Stored items:
========

PR #99284, opened 2025-11-13
arch: arm64: mmu: Call k_panic() when translation tables exhausted

kedareswararao:
When CONFIG_MAX_XLAT_TABLES is too small and new_table() cannot allocate
a translation table, the system must halt rather than continue with
undefined behavior.

This change ensures k_panic() is called after reporting the error,
preventing the system from proceeding when it runs out of translation
tables. Additionally, adds printk() fallback for configurations where
CONFIG_LOG is disabled to ensure the error is always visible.

### DIFF
--- a/arch/arm64/core/mmu.c
+++ b/arch/arm64/core/mmu.c
@@ -54,7 +54,15 @@ static uint64_t *new_table(void)
 		}
 	}
 
-	LOG_ERR("CONFIG_MAX_XLAT_TABLES, too small");
+#if defined(CONFIG_LOG)
+	LOG_ERR("CONFIG_MAX_XLAT_TABLES is too small");
+#else
+	printk("ERROR: CONFIG_MAX_XLAT_TABLES is too small\n");
+#endif
+
+	/* Unfortunately many code paths are not ready for failure */
+	k_panic();
+
 	return NULL;
 }
 


kedareswararao:
> It seems you only take care of static memory mapping but don't consider the dynamic mmu mapping (for example device_map in the driver), if yes, we could report the error during building by using `BUILD_ASSERT()`, it will be more useful to find the issue without any debugging.

Thanks @JiafeiPan for the review 

Thanks for the suggestion. I looked into the possibility of using BUILD_ASSERT() to validate CONFIG_MAX_XLAT_TABLES, but in this case it isn’t feasible below are my observations please correct if my understanding is wrong. 

BUILD_ASSERT() can only validate static, compile-time information. However, the number of translation tables required depends on runtime-only factors such as region alignment, fragmentation, and how the MMU code splits device-tree regions during set_mapping(). These details are not available at build time, so a static assertion would either give false confidence or block valid configurations.

The current approach performs validation at early boot, before MMU initialization, using the actual DT-derived regions and configuration. This catches issues reliably and prevents the silent crashes observed when table exhaustion happens later.

Motivation for this pull request:
On VersalNet APU, the failure occurs even without any device_map() usage. The platform has 20+ devices, and the final number of tables depends on runtime alignment and splits performed by the MMU layer. With the default CONFIG_MAX_XLAT_TABLES=12, this results in insufficient tables and early faults. Since the exact table count cannot be computed statically, runtime validation is necessary.

To improve robustness, I am planning to extend the logic that reserves tables for potential dynamic mappings by adding more granular, config-based heuristics. This will better cover platforms with variable peripheral layouts while still relying on runtime verification for correctness.

something like below 
#if defined(CONFIG_PCIE) || defined(CONFIG_ETH_E1000) || \
    defined(CONFIG_NVME) || defined(CONFIG_VIRTUALIZATION)
       dynamic_mapping_reserve = 5;  /* Reserve for runtime device_map() calls */
#else
       dynamic_mapping_reserve = 2;  /* Minimal reserve for potential drivers */
#endif

update the estimated_min accordingly 

 int estimated_min = base_overhead + (zephyr_regions / 2) +
                           (platform_regions / 2) + userspace_overhead +
                           dynamic_mapping_reserve;

Let me know if this direction looks good, and I can update the PR accordingly.

Regards,
Kedar.

npitre (commented):
I agree that silent crashes aren't nice.
But this is a bit too much guessing work for my taste.

What about this instead:

```
diff --git a/arch/arm64/core/mmu.c b/arch/arm64/core/mmu.c
index 0e3fbb27e60..e5edc6140a1 100644
--- a/arch/arm64/core/mmu.c
+++ b/arch/arm64/core/mmu.c
@@ -54,7 +54,15 @@ static uint64_t *new_table(void)
 		}
 	}
 
+#if defined(CONFIG_LOG)
 	LOG_ERR("CONFIG_MAX_XLAT_TABLES, too small");
+#else
+	printk("ERROR: CONFIG_MAX_XLAT_TABLES too small\n");
+#endif
+
+	/* Unfortunately many code paths are not ready for failure */
+	k_panic();
+
 	return NULL;
 }
 
```

npitre (dismissed):

arch/arm64/core/mmu.c
```diff
@@ -54,7 +54,15 @@ static uint64_t *new_table(void)
 		}
 	}
 
+#if defined(CONFIG_LOG)
 	LOG_ERR("CONFIG_MAX_XLAT_TABLES, too small");
+#else
+	printk("ERROR: CONFIG_MAX_XLAT_TABLES too small\n");
```
JiafeiPan: Unify the log both for LOG_ERR and printk to be "CONFIG_MAX_XLAT_TABLES is too small"?

kedareswararao: Thanks for the review sure will update

npitre (approved):

JiafeiPan (approved):

nashif (approved):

========

EXERCISE: Write each entry out again. Do not change a word.

ANSWER TO THIS EXERCISE:
PR #99284, opened 2025-11-13
arch: arm64: mmu: Call k_panic() when translation tables exhausted

kedareswararao:
When CONFIG_MAX_XLAT_TABLES is too small and new_table() cannot allocate
a translation table, the system must halt rather than continue with
undefined behavior.

This change ensures k_panic() is called after reporting the error,
preventing the system from proceeding when it runs out of translation
tables. Additionally, adds printk() fallback for configurations where
CONFIG_LOG is disabled to ensure the error is always visible.

### DIFF
--- a/arch/arm64/core/mmu.c
+++ b/arch/arm64/core/mmu.c
@@ -54,7 +54,15 @@ static uint64_t *new_table(void)
 		}
 	}
 
-	LOG_ERR("CONFIG_MAX_XLAT_TABLES, too small");
+#if defined(CONFIG_LOG)
+	LOG_ERR("CONFIG_MAX_XLAT_TABLES is too small");
+#else
+	printk("ERROR: CONFIG_MAX_XLAT_TABLES is too small\n");
+#endif
+
+	/* Unfortunately many code paths are not ready for failure */
+	k_panic();
+
 	return NULL;
 }
 


kedareswararao:
> It seems you only take care of static memory mapping but don't consider the dynamic mmu mapping (for example device_map in the driver), if yes, we could report the error during building by using `BUILD_ASSERT()`, it will be more useful to find the issue without any debugging.

Thanks @JiafeiPan for the review 

Thanks for the suggestion. I looked into the possibility of using BUILD_ASSERT() to validate CONFIG_MAX_XLAT_TABLES, but in this case it isn’t feasible below are my observations please correct if my understanding is wrong. 

BUILD_ASSERT() can only validate static, compile-time information. However, the number of translation tables required depends on runtime-only factors such as region alignment, fragmentation, and how the MMU code splits device-tree regions during set_mapping(). These details are not available at build time, so a static assertion would either give false confidence or block valid configurations.

The current approach performs validation at early boot, before MMU initialization, using the actual DT-derived regions and configuration. This catches issues reliably and prevents the silent crashes observed when table exhaustion happens later.

Motivation for this pull request:
On VersalNet APU, the failure occurs even without any device_map() usage. The platform has 20+ devices, and the final number of tables depends on runtime alignment and splits performed by the MMU layer. With the default CONFIG_MAX_XLAT_TABLES=12, this results in insufficient tables and early faults. Since the exact table count cannot be computed statically, runtime validation is necessary.

To improve robustness, I am planning to extend the logic that reserves tables for potential dynamic mappings by adding more granular, config-based heuristics. This will better cover platforms with variable peripheral layouts while still relying on runtime verification for correctness.

something like below 
#if defined(CONFIG_PCIE) || defined(CONFIG_ETH_E1000) || \
    defined(CONFIG_NVME) || defined(CONFIG_VIRTUALIZATION)
       dynamic_mapping_reserve = 5;  /* Reserve for runtime device_map() calls */
#else
       dynamic_mapping_reserve = 2;  /* Minimal reserve for potential drivers */
#endif

update the estimated_min accordingly 

 int estimated_min = base_overhead + (zephyr_regions / 2) +
                           (platform_regions / 2) + userspace_overhead +
                           dynamic_mapping_reserve;

Let me know if this direction looks good, and I can update the PR accordingly.

Regards,
Kedar.

npitre (commented):
I agree that silent crashes aren't nice.
But this is a bit too much guessing work for my taste.

What about this instead:

```
diff --git a/arch/arm64/core/mmu.c b/arch/arm64/core/mmu.c
index 0e3fbb27e60..e5edc6140a1 100644
--- a/arch/arm64/core/mmu.c
+++ b/arch/arm64/core/mmu.c
@@ -54,7 +54,15 @@ static uint64_t *new_table(void)
 		}
 	}
 
+#if defined(CONFIG_LOG)
 	LOG_ERR("CONFIG_MAX_XLAT_TABLES, too small");
+#else
+	printk("ERROR: CONFIG_MAX_XLAT_TABLES too small\n");
+#endif
+
+	/* Unfortunately many code paths are not ready for failure */
+	k_panic();
+
 	return NULL;
 }
 
```

npitre (dismissed):

arch/arm64/core/mmu.c
```diff
@@ -54,7 +54,15 @@ static uint64_t *new_table(void)
 		}
 	}
 
+#if defined(CONFIG_LOG)
 	LOG_ERR("CONFIG_MAX_XLAT_TABLES, too small");
+#else
+	printk("ERROR: CONFIG_MAX_XLAT_TABLES too small\n");
```
JiafeiPan: Unify the log both for LOG_ERR and printk to be "CONFIG_MAX_XLAT_TABLES is too small"?

kedareswararao: Thanks for the review sure will update

npitre (approved):

JiafeiPan (approved):

nashif (approved):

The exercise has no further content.